Evidence for non-s-wave symmetry of the pi gap in MgB[subscript 2] from intermodulation distortion measurements

We present low-temperature low-power intermodulation-distortion (IMD) measurements of high-quality MgB[subscript 2] thin films that are inconsistent with presumed s-wave symmetry of the order parameter. The measurements were carried out in a stripline resonator at approximately 2 GHz between 1.8 K and T[subscript c]. The IMD arises from the nonlinear Meissner effect in which the penetration depth is dependent on the RF magnetic field. Specifically, the observed IMD vs temperature T for T≪T[subscript c]/2 varies as T[superscript −2], while for an s-wave gap symmetry in the clean limit, the low-temperature IMD decreases exponentially with decreasing temperature. We calculate the IMD from first principles for different order-parameter symmetries using a Green’s function approach and compare the results with the measured data. We propose that the observed upturn in the low-temperature IMD implies an admixture of an order parameter with nodal lines into the energy gaps of MgB[subscript 2]. Most likely, this admixture is prominent for the π gap. Within the constraints of the hexagonal crystal symmetry of MgB[subscript 2], the best fit with our IMD measurements is obtained with a gap Δ(ϕ,T)=Δ[subscript 0](T)sin(6ϕ), where ϕ is the azimuthal angle in the abˆ plane, and Δ[subscript 0](T) is the amplitude, weakly temperature dependent at low temperatures.
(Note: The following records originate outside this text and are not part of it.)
PR #7999, opened 2026-09-15
[TECHOPS-1304] Apply Alpine security patches at build time

jnewton03:
## Why

The alpine image ships `libcrypto3` / `libssl3` at 3.5.7-r0, carrying 9 HIGH CVEs: CVE-2026-14456, -14457, -18798, -54874, -63072, -63073, -63075, -63076, -75803. All are fixed in 3.5.8-r0, which has been sitting in the Alpine v3.24 package index for months.

These are half of what has failed `docker.yml` on every scheduled run since 2026-09-03. Latest failure: https://github.com/liquibase/liquibase/actions/runs/34940240108

## Why not just bump the base image

I checked every candidate. They all still ship the vulnerable version:

| Image | openssl | Alpine |
|---|---|---|
| `alpine:3.24` (current) | 3.5.7-r0 | 3.24.1 |
| `alpine:3.24.1` | 3.5.7-r0 | 3.24.1 |
| `alpine:latest` | 3.5.7-r0 | 3.24.1 |
| `alpine:edge` | 3.5.7-r0 | 3.25.0_alpha |
| `eclipse-temurin:21-jre-alpine` | 3.5.7-r0 | 3.24.1 |

We are already on the newest Alpine release branch. There is no 3.25, and `latest` is just 3.24.1. The fix exists only in the package index, so `apk upgrade` is the only route.

## On `apk upgrade` being an anti-pattern

It used to be. That guidance was reversed:

- Docker's current `best-practices.md` does not mention `upgrade` at all. The old "avoid `apt-get upgrade`" line is gone.
- hadolint deleted **DL3017** (`apk upgrade`) in Aug 2021 and **DL3005** (`apt-get upgrade`) in Aug 2023. The PR removing DL3017 states "the rationale of not allowing container upgrades inside containers is outdated," driven by hadolint#562, "security updates should be in most Dockerfiles," which argues base images are not rebuilt often enough to deliver patches in time.

hadolint still rejects `zypper dist-upgrade` under DL3035, and that distinction is the point: this stays inside the pinned 3.24 release and moves patch versions only. It is not a dist-upgrade.

The real cost is slightly reduced build reproducibility, since the same Dockerfile can resolve different package versions over time. For an image gated on a vulnerability scan, that is the right side of the trade.

Not applied to the Debian community image, which has no OS findings today.

## Verified locally (linux/amd64)

| Build | HIGH/CRITICAL |
|---|---|
| Current `main` | 9: openssl pair + 8 lpm stdlib |
| This PR | 8: openssl row gone entirely |
| This PR + lpm 0.3.7 (#7998) | **0** |

Image still works: Liquibase 5.0.4, JRE 21.0.12, bash 5.3.9, `libcrypto3`/`libssl3` at 3.5.8-r0. Size 84.5 MB to 87.2 MB.

## Merge order

Independent of #7998, either order works. Both are needed for a fully green scan.

Jira: https://datical.atlassian.net/browse/TECHOPS-1304


docker/Dockerfile.alpine
```diff
@@ -7,8 +7,15 @@ RUN addgroup --gid 1001 liquibase && \
...
-# Install smaller JRE, if available and acceptable
-RUN apk add --no-cache openjdk21-jre-headless bash
+# Install smaller JRE, if available and acceptable.
+# `apk upgrade` first: the alpine:3.24 tag is rebuilt on Alpine's own cadence,
+# so the image lags security fixes that are already in the v3.24 package index.
+# openssl 3.5.8-r0 sat in the index for months while every published tag, edge
+# included, still shipped the vulnerable 3.5.7-r0. The scan gate fails on any
+# HIGH/CRITICAL, so we pull patches rather than wait for a rebuild. This stays
+# inside the pinned 3.24 release; it is not a dist-upgrade. [TECHOPS-1304]
+RUN apk upgrade --no-cache && \
```
filipelautert, line 17: The scan builds with cache-from: type=gha (build-logic reusable-docker-scan.yml), and this layer's key does not change when the index gets a new openssl. The next scheduled run restores it and the upgrade silently stops happening, which is the same staleness one level up.
Should not that build pass no-cache, or this RUN take a dated build-arg?

filipelautert (approved):

PR #8004, opened 2026-09-17
feat(javadocs): publish javadocs to Cloudflare R2 as well as S3 (TECHOPS-1318)

jandroav:
## Why?

`javadocs.liquibase.com` is served from **Cloudflare R2**, but this workflow only ever wrote to the **S3** origin. The only thing carrying those files across was **Sippy**, a lazy copy-on-first-read bridge that [liquibase-infrastructure#4391](https://github.com/liquibase/liquibase-infrastructure/pull/4391) removes.

With Sippy gone and no R2 write here, **the next release would land in S3 and never reach the edge** — javadocs would silently freeze at whatever was last copied. That is the TECHOPS-805 failure mode the Wave 3 epic exists to unwind, and it would not surface until someone noticed stale docs weeks later.

I found this while auditing something else, which is worth saying plainly: without it, #4391 would have shipped a silent regression.

## Evidence

Measured before the fix: the S3 origin held **3,673** objects against **3,265** in R2, so **408 had never been lazily copied** — whole trees including `liquibase-maven-plugin`, `liquibase-cdi-jakarta`, `liquibase-cdi` and `liquibase-cli`, plus the root `index.html`. A Super Slurper pass has since closed that gap; this change is what keeps it closed.

## What changed

Adds an R2 sync alongside the existing S3 one, reusing the pattern already proven in `liquibase-pro`'s own `publish-to-s3.yml`:

- Assume the org-level `DEVOPS_VAULT_OIDC_ROLE_ARN`, load `CLOUDFLARE_ACCOUNT_ID` plus the R2 S3-API key pair from the devops vault. Only those three keys, masked — no bulk import of the vault into the job.
- **All R2 work runs after the S3 sync and is `continue-on-error`.** Steps 1-5 are byte-identical to `main`; the S3 sync carries no `continue-on-error` and no `if:`, so the path that works today cannot regress.
- A broken R2 leg degrades to stale javadocs plus a `::warning::`, never a failed release.

### Why that ordering matters

Review caught that the first version put the R2 credential steps *ahead* of the S3 sync, which made the working S3 publish newly dependent on R2 credential availability. Worse, `release-published-orchestrator.yml` gates `deploy-maven` on this job's result, so a red javadocs job **skips the Maven Central deployment** for that release and the orchestrator marks the release failed. The blast radius of the fix was larger than the bug.

Two details that are easy to get wrong against R2, both learned the hard way today:

| | Why |
|---|---|
`env -u AWS_SESSION_TOKEN` | The step runs under an assumed role. R2 does not recognise that session token and SigV4 fails if it is left set. |
`--checksum-algorithm CRC32` | The newer AWS CLI default checksum trailer is not supported by R2. |

## S3 is kept on purpose

The origin bucket retires on its own ticket (TECHOPS-876). Writing to both means javadocs publish correctly **whether or not** the Sippy removal has applied yet, so this PR and #4391 are not order-dependent. Drop the S3 line together with the bucket.

## No companion PR

I originally opened liquibase-pro#4980 with the same change, on the reasoning that the byte-identical file meant two live publishers. That was wrong and it is now closed: `core/.github/workflows/` is not an executable path (Actions only reads the repo root, and liquibase-pro has no root copy), and `core/` is subtree-synced from here daily. This PR propagates on its own.

## Testing

- YAML parses; all 7 steps resolve in order.
- The upload step passes `bash -n`.
- The R2 credential path, endpoint form, `env -u` and `CRC32` flags are the same ones I used to list and Slurp these buckets successfully today, so they are verified against the live bucket rather than copied on faith.
- Not dry-runnable without cutting a release: the job is `if: inputs.dry_run == false` and gated behind the `release` environment. First real exercise will be the next release, so worth a second pair of eyes on the credential wiring.

Refs: TECHOPS-1318, TECHOPS-923, TECHOPS-876, TECHOPS-917


.github/workflows/release-deploy-javadocs.yml
```diff
@@ -104,3 +104,73 @@ jobs:
...
+          # newer AWS CLI default checksum trailer is not supported by R2.
+          env -u AWS_SESSION_TOKEN \
+            AWS_ACCESS_KEY_ID="$R2_AKID" AWS_SECRET_ACCESS_KEY="$R2_SECRET" \
+            aws s3 sync . "s3://javadocs-liquibase-com" \
+              --endpoint-url "$R2_ENDPOINT" \
+              --checksum-algorithm CRC32 \
+              --only-show-errors
+
+      - name: Warn if the R2 publish did not run
+        if: steps.r2-creds.outcome != 'success' || steps.r2-auth.outcome != 'success'
```
sayaliM0412, line 175: **[high]** This guard misses the failure it exists for: give the publish step an `id` and add it to the condition, otherwise a failed `aws s3 sync` goes green and silent.

[`Publish javadocs to Cloudflare R2`](https://github.com/liquibase/liquibase/blob/096673f62aaa2a5df9784d84c8fe8922fbe80f27/.github/workflows/release-deploy-javadocs.yml#L151) is `continue-on-error: true` and carries **no `id`**, so this `if:` can only ever catch credential problems. When the sync itself fails (wrong bucket, SigV4 rejection, R2 5xx, token scope) both `r2-auth` and `r2-creds` are still `success`, this step is skipped, and the job reports green with javadocs in S3 only.

That is the [TECHOPS-805](https://datical.atlassian.net/browse/TECHOPS-805) failure mode this PR exists to prevent, and it matters more than usual because [liquibase-infrastructure#4391](https://github.com/liquibase/liquibase-infrastructure/pull/4391) removes Sippy on the strength of this workflow working. The stated contract, "a broken R2 leg degrades to stale javadocs and a warning, never a failed release", holds for credentials but not for the publish.

```suggestion
      - name: Warn if the R2 publish did not run
        if: steps.r2-creds.outcome != 'success' || steps.r2-auth.outcome != 'success' || steps.r2-publish.outcome != 'success'
```

That needs `id: r2-publish` added to the publish step at line 151 to resolve.

jandroav: Confirmed and fixed in 0505a325f278e2026669f71a2f588482454c42c9.

You are right that the guard could only ever catch credential problems. Added `id: r2-publish` to the publish step and included its outcome in the condition, exactly as suggested.

Worth recording why the id was the missing piece: `continue-on-error` rewrites the step's *conclusion* to success but leaves its *outcome* as failure, so without an id there is nothing to read the real result from.

One note on the shape. A skipped publish also has a non-success outcome, so `steps.r2-publish.outcome != 'success'` on its own would subsume the other two clauses. I kept all three because they document what can actually go wrong, and added a comment saying so.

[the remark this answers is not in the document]
jandroav: Fixed in 0505a325f278e2026669f71a2f588482454c42c9. Same finding as https://github.com/liquibase/liquibase/pull/8004#discussion_r4039113962.

Added `id: r2-publish` and included its outcome in the warn condition.

You are right that `steps.r2-publish.outcome != 'success'` alone is sufficient, since a skipped publish is also non-success. I kept the two credential clauses alongside it for legibility about what can fail, which is behaviourally identical.

.github/workflows/release-deploy-javadocs.yml
```diff
@@ -104,3 +104,85 @@ jobs:
...
+        continue-on-error: true
+        if: steps.r2-auth.outcome == 'success'
+        # The R2 keys live in /vault/devops; every other secret stays in
+        # /vault/liquibase, read above. Pull ONLY these three and mask them rather
+        # than bulk-importing the vault. The mask escaping mirrors the vault step
+        # above: the runner unescapes %0D, %0A and %25 in command data, so a value
+        # carrying those literals would register a mask that never matches it.
+        run: |
+          set -euo pipefail
+          JSON=$(aws secretsmanager get-secret-value --secret-id /vault/devops --region us-east-1 --query SecretString --output text)
```
sayaliM0412, line 139: **[medium]** Worth confirming `jq` can parse `/vault/devops` as a whole before this merges, because a single raw control character anywhere in that secret fails this parse under `set -euo pipefail`, which skips `r2-publish` and silently degrades every release to an S3-only publish with nothing but a warning.

sayaliM0412 (commented):
Re-reviewed for TECHOPS-1318. The earlier finding is fixed: `r2-publish` now carries an `id` and the warn step checks its outcome, the R2 target matches `cloudflare_r2_bucket.javadocs_liquibase_com` (`download`/`javadocs-liquibase-com`), and `liquibase` is in `devops_vault_consumer_repos` with a subject pattern that matches the `environment:` form this job emits. One medium left.

sayaliM0412 (approved):

PR #8005, opened 2026-09-17
chore(release): publish OSS released assets to R2 instead of S3 [TECHOPS-1320]

jandroav:
## Why

TECHOPS-969 wants to decommission the S3 bucket `liquibaseorg-origin`, but it cannot be removed while OSS release assets are still being written into its `oss-released-assets/` prefix by `.github/workflows/release-publish-assets-s3.yml`. TECHOPS-1320 covers migrating all remaining `liquibaseorg-origin` writers off that bucket; this PR is the highest-risk slice, the live OSS release publish path, moved to the Cloudflare R2 bucket `liquibase-org-assets` while preserving the `oss-released-assets/` prefix exactly.

## What changed

- `release-publish-assets-s3.yml` now publishes to `s3://liquibase-org-assets/oss-released-assets/...` over the R2 S3-compatible API instead of `s3://liquibaseorg-origin/oss-released-assets/...`.
- Credential chain replaced: it no longer assumes `LIQUIBASE_RELEASE_VAULT_OIDC_ROLE_ARN` to read `/vault/liquibase` for the build-logic prod role (that role existed only to reach the old S3 bucket). It now assumes the org-wide `DEVOPS_VAULT_OIDC_ROLE_ARN` to read `/vault/devops` for the three Cloudflare R2 keys (`CLOUDFLARE_ACCOUNT_ID`, `CLOUDFLARE_R2_ACCESS_KEY_ID`, `CLOUDFLARE_R2_SECRET_ACCESS_KEY`), same pattern as `build-logic/package.yml` and `liquibase-pro/publish-to-s3.yml`.
- Display names updated from "S3" to "R2" (`name:`, `run-name:`, job `name:`) so Actions run history is not misleading.
- `.github/workflows/README.md` updated in the three spots that documented this job's target and credential scope, including the AWS-role classification (was `release-scoped`, now `broad`, see gotchas below).
- No error handling was weakened. The upload step still runs with `set -euo pipefail`, still has no `continue-on-error`, and still fails loudly if any R2 credential is missing or the sync fails.

## Consumer analysis for oss-released-assets

Searched both repos and did an org-wide `gh search code` for `oss-released-assets` and `liquibaseorg-origin`:

- The only writer of `oss-released-assets/` anywhere in the org is this workflow (and a dead vendored copy in liquibase-pro, see below).
- The only reader is the AWS SSO permission set `FullAccessToFossaOSSReport`, defined in `liquibase-infrastructure`'s `aws-control-tower/root-ou/admin-account/sso-policies.tf`, which grants `s3:GetObject/PutObject/DeleteObject/ListBucket` on `liquibaseorg-origin/oss-released-assets/*` to compliance staff via AWS console/CLI SSO. That is an internal, IAM-gated access path, not a public download.
- No public download URL, docs link, or other code path anywhere in the org references `oss-released-assets/`. The OSS releases themselves are downloaded by end users from GitHub Releases; this bucket is an internal archival copy read only by compliance staff. **No public-URL blocker found.**
- A parallel `liquibase-pro/core/.github/workflows/release-publish-assets-s3.yml` exists but is a byproduct of the `core/` git-subtree sync from `liquibase/liquibase`'s `main`. GitHub Actions only discovers workflows under a repo's top-level `.github/workflows/`, not nested paths like `core/.github/workflows/`, and nothing in liquibase-pro's own top-level workflows references it. **It is not live** and is left untouched; editing it would be pointless since the next subtree sync overwrites it from this repo's `main` anyway.

## R2 gotchas handled

- `--endpoint-url https://${CLOUDFLARE_ACCOUNT_ID}.r2.cloudflarestorage.com` on the sync call.
- `--checksum-algorithm CRC32` on the write, since newer aws-cli defaults to CRC64NVME, which R2 rejects.
- `unset AWS_SESSION_TOKEN AWS_SECURITY_TOKEN` before the R2 call, since R2 rejects requests carrying an OIDC session token.
- The original workflow used no tagging, ACLs, or presigned URLs (a plain `aws s3 sync`), so none of the R2-unsupported-operation traps apply here.

## What must land first

- The R2 bucket `liquibase-org-assets` itself. I could not find it in `liquibase-infrastructure`, on `main`, in any open PR, or via `gh search code`, as of this writing. If it has not actually been created yet, this workflow will fail loudly on the next real or dry-run release (which is the correct, loud failure mode, not a silent one), rather than writing anywhere unexpected. Please confirm the sibling infra PR has landed before relying on this in a real release.
- This PR does not touch `aws-control-tower/root-ou/engineering-ou/prod-account/github_oidc.tf` or `sso-policies.tf`. The `AllowXSDAndSchemaSync` / FOSSA-report IAM grants and the old `liquibaseorg-origin` write role are untouched and out of scope; they cover the separate XSD/JSON-schema and FOSSA-report migrations tracked elsewhere under TECHOPS-1320.

## Known limitation: broad OIDC role (CodeRabbit CWE-732, not fixed here)

CodeRabbit and a human reviewer both flagged that this workflow now assumes `DEVOPS_VAULT_OIDC_ROLE_ARN` (`liquibase-vault-oidc-role`), whose GitHub OIDC trust matches any workflow in the `liquibase`, `Datical` and `datical` orgs, in place of the release-scoped role it used before. Assessment:

- **Valid finding.** The `release` / `release-publish` environment on this job only gates who can start this specific workflow run; it does not narrow the AWS role's own trust policy. Any other workflow in those orgs that is already trusted by `liquibase-vault-oidc-role` can independently assume it and read `/vault/devops`, same as this job does.
- **Not something this workflow PR can fix.** The role and its trust policy are Terraform in `liquibase-infrastructure` (`vault-manager/oidc-roles.tf`), a different repo. Scoping it properly means adding a repository- and environment-scoped role there (mirroring `liquibase-release-vault-oidc-role`) with read access to the R2 keys in `/vault/devops`, then pointing this workflow at the new role's ARN. That is infra work, needs its own review, and needs live AWS access to verify, none of which is available from this PR or this session (AWS credentials here are expired).
- **No in-workflow mitigation closes the gap.** The job already uses the same `release`/`release-publish` environment gating as every other publishing job in this file (checked, this was not weakened), GitHub-token permissions are already minimal (`contents: read`, `id-token: write`), secrets are masked, and the OIDC session token is stripped before the R2 call. None of that affects the AWS-side trust policy, which is the actual control that's broad. Swapping to a narrower existing role wasn't done either: no repo/environment-scoped role with access to `/vault/devops` exists today, and guessing at a substitution without being able to test it against live AWS would risk silently breaking release publishing.
- **Recommendation:** file a follow-up TECHOPS ticket against `liquibase-infrastructure` to add a scoped OIDC role for R2 publishing and cut this workflow over to it. Not opened as part of this PR.

## Verification done and not done

Done:
- `python3 -c "import yaml; yaml.safe_load(...)"` parses the edited workflow cleanly.
- `bash -n` passes on all three `run:` blocks in the edited workflow.
- Confirmed `DEVOPS_VAULT_OIDC_ROLE_ARN` exists as an org-level GitHub secret (`gh secret list --org liquibase`) and is already relied on by `build-logic/package.yml`, which this repo's own `release-published-orchestrator.yml` calls with `secrets: inherit` in the same release run.
- Confirmed no remaining `liquibaseorg-origin` functional references in the edited workflow (one explanatory comment mentions it by name for context).
- Grepped this repo and did an org-wide `gh search code` for anything reading `oss-released-assets/` or linking to it publicly; found none.

Not done (needs a real or dry-run release to verify):
- Did not execute the workflow end to end (no access to trigger a real release from this environment).
- Did not independently verify the `liquibase-org-assets` R2 bucket exists or that `/vault/devops` currently holds valid Cloudflare R2 credentials; see "What must land first" above.

## Related

TECHOPS-1320, TECHOPS-969


.github/workflows/release-publish-assets-s3.yml
```diff
@@ -61,41 +61,49 @@ jobs:
         id: timestamp
         run: echo "timestamp=$(date +%Y%m%d-%H%M%S)" >> $GITHUB_ENV
 
-      - name: Configure AWS credentials for vault access
+      - name: Configure AWS credentials for devops vault access
         uses: aws-actions/configure-aws-credentials@e6de054238d6b7531b4efff3b6587d9aade6a06c # v6.2.3
         with:
-          role-to-assume: ${{ secrets.LIQUIBASE_RELEASE_VAULT_OIDC_ROLE_ARN }}
+          role-to-assume: ${{ secrets.DEVOPS_VAULT_OIDC_ROLE_ARN }}
```
sayaliM0412, line 67: This widens a release-gated job from the release-scoped `LIQUIBASE_RELEASE_VAULT_OIDC_ROLE_ARN` to a role whose trust policy admits `repo:liquibase/liquibase:*`, any ref and any event, which is the downgrade [the README table in this same PR](https://github.com/liquibase/liquibase/pull/8005/files) now records as `**broad**` and which undoes part of the [TECHOPS-1214](https://datical.atlassian.net/browse/TECHOPS-1214) split.

.github/workflows/release-publish-assets-s3.yml
```diff
@@ -61,41 +61,49 @@ jobs:
...
-            e=$v; e=${e//'%'/%25}; e=${e//$'\r'/%0D}; e=${e//$'\n'/%0A}
-            printf '::add-mask::%s\n' "$e"
-            D="VAULT_EOF_${RANDOM}${RANDOM}"
-            { echo "$k<<$D"; printf '%s\n' "$v"; echo "$D"; } >> "$GITHUB_ENV"
+          JSON=$(aws secretsmanager get-secret-value --secret-id /vault/devops --region us-east-1 --query SecretString --output text)
+          for k in CLOUDFLARE_ACCOUNT_ID CLOUDFLARE_R2_ACCESS_KEY_ID CLOUDFLARE_R2_SECRET_ACCESS_KEY; do
+            v=$(printf '%s' "$JSON" | jq -r --arg k "$k" '.[$k] // ""')
+            if [ -z "$v" ] || [ "$v" = "null" ]; then echo "::error::$k missing from /vault/devops"; exit 1; fi
+            echo "::add-mask::$v"
+            echo "$k=$v" >> "$GITHUB_ENV"
```
sayaliM0412, line 84: This replaces the hardened [TECHOPS-1107](https://datical.atlassian.net/browse/TECHOPS-1107) reader that still lives in [`release-deploy-xsd.yml`](https://github.com/liquibase/liquibase/blob/main/.github/workflows/release-deploy-xsd.yml#L74-L90), losing the sentinel that preserves trailing newlines, the `%`/`\r`/`\n` escaping that makes `add-mask` actually match, and the random heredoc delimiter, so a vault value containing a newline now becomes arbitrary `GITHUB_ENV` injection.

.github/workflows/release-publish-assets-s3.yml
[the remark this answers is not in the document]
jandroav: Valid finding, not fixed in this PR.

- `DEVOPS_VAULT_OIDC_ROLE_ARN` trust policy lives in liquibase-infrastructure (`vault-manager/oidc-roles.tf`), a different repo. This workflow cannot narrow it.
- The `release`/`release-publish` environment gates who can start this run, not who else can assume the role. That gap is real.
- No safe partial fix exists here: permissions are already minimal, no scoped role with `/vault/devops` access exists to swap in, and AWS creds are expired so nothing can be verified live.
- Recommendation: a repo- and environment-scoped OIDC role for R2 publishing, filed as its own liquibase-infrastructure ticket. Details in the PR description.

jandroav: Same underlying finding as CodeRabbit CWE-732, my earlier assessment stands: this is real, and the fix (a repo/environment-scoped role) belongs in liquibase-infrastructure, not this PR.

Fixed the self-contradiction you flagged though: the deployment-pipeline diagram in `.github/workflows/README.md` still marked `publish-assets-s3` as `:::scoped` (green) after the table above it already said `**broad**`. Diagram now says `:::broad` to match the table.

.github/workflows/release-publish-assets-s3.yml
jandroav: Agreed, this was a real regression. Ported the hardened TECHOPS-1107 reader back from release-deploy-xsd.yml:

- `jq -j` plus the printf `X` sentinel, so a trailing newline in the secret is preserved instead of stripped.
- Mask escaping in order: `%` to `%25` first, then `\r`/`\n`, so `::add-mask::` actually matches what the runner unescapes.
- Random heredoc delimiter into `GITHUB_ENV` instead of `k=v`, so a newline in a secret cannot inject extra env entries.

Only the secret id (`/vault/devops`) and key list (the three Cloudflare R2 keys) differ from the original. Comments kept.

sayaliM0412 (approved):

PR #8010, opened 2026-09-21
chore(javadocs): drop the S3 sync now that R2 is the only target (TECHOPS-921)

jandroav:
## Why

https://github.com/liquibase/liquibase-infrastructure/pull/4397 deletes the S3 bucket `javadocsliquibasecom-origin` and the IAM grants that let CI write to it. `release-deploy-javadocs.yml` still runs a plain `aws s3 sync` to that bucket with no `continue-on-error`, so once the bucket or grants go, this job fails outright.

That failure has a bigger blast radius than javadocs. In `release-published-orchestrator.yml`, `deploy-maven` only runs if `deploy-javadocs` is `success` or `skipped` (line 159); a `failure` is neither, so `deploy-maven` gets skipped. `release-docker` requires `deploy-maven` to be `success` (line 142), so it gets skipped too. A failed javadocs job silently takes Maven Central and Docker publishing down with it on the next release.

## What changed

- Removes the `aws s3 sync . s3://javadocsliquibasecom-origin` line.
- Removes the three steps that only existed to reach that bucket (`Configure AWS credentials for vault access`, `Get secrets from vault`, `Configure AWS credentials` / `AWS_PROD_GITHUB_OIDC_ROLE_ARN_BUILD_LOGIC`). Nothing else in this job used them.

This gap symmetry entails six nodal lines. We also present low-temperature penetration-depth measurements that are consistent with the proposed nodal gap symmetry. To relate our proposition with existing literature, we review other low-temperature probes of the order-parameter symmetry. The literature presents conflicting results, some of which are in direct support of the symmetry proposed here.